TASK TO CARRY OUT: Write out, word for word, only the data from its first line to the line containing "This builds on".

:: SOURCE INFORMATION ::

PR #1417, opened 2021-03-05
Add infrastructure and CI worklfow to build windows wheels

tlestang:
# Description

This builds on top on #1402 to generate python wheels for Windows. Both SuiteSparse and SUNDIALS are installed through
[vcpkg](https://github.com/Microsoft/vcpkg), a (relatively) recent package manager for C++ libraries.

## Automatically installing sundials with vcpkg in "manifest mode"

Installing a library with vcpkg is as simple as `vcpkg install sundials`. In addition, vcpkg can be automatically called to install missing dependencies when building PyBaMM from CMake, provided than a "manifest file" `vcpkg.json` is found at the root or he project (in this case `PyBaMM/`):
```json
# vcpkg.json
{
  "name": "pybamm",
  "version-string": "0.3.0",
  "dependencies": [
    {
      "name": "sundials",
      "default-features": false,
      "features": [ "klu" ]
    }
  ]
}
```
See [Using a manifest file to declare your dependencies](https://vcpkg.readthedocs.io/en/latest/users/manifests/).

## Using a separate registry for sundials with klu support

The `idaklu` solver provided by PyBaMM requires that the sundials library is compiled with KLU support, a sparse matrix factorization algorithm provided by the [suitesparse](https://people.engr.tamu.edu/davis/suitesparse.html) library.
Currently, the version of sundials available through vcpkg doesn't support KLU. Luckily, vcpkg makes it easy to add "features" to ported libraries, allowing some flexibility with regards to different build options. In this case, I added a "klu" feature to the currently available sundials port, so that, if that feature is specified (e.g. `vcpkg install sundials[klu]`) sundials is linked to suiteparse and built with KLU support enabled.

I'm currently in the process of contributing these changes to the main vcpkg repo (see [[sundials] Add klu feature]) (https://github.com/microsoft/vcpkg/pull/16514) but must sign a contributor license agreement before my PR is merged. In the meantime, I've set up a separate vcpkg registry at [pybamm-team/sundials-vcpkg-registry](https://github.com/pybamm-team/sundials-vcpkg-registry) which provides sundials with KLU enabled. 

To tell vcpkg to look for the sundials port in the PyBaMM registry instead of the main one, we can write a `vcpkg-configuration.json` file at the root of the PyBaMM repo:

:::

RESPONSE TO THE TASK:
PR #1417, opened 2021-03-05
Add infrastructure and CI worklfow to build windows wheels

tlestang:
# Description

This builds on top on #1402 to generate python wheels for Windows. Both SuiteSparse and SUNDIALS are installed through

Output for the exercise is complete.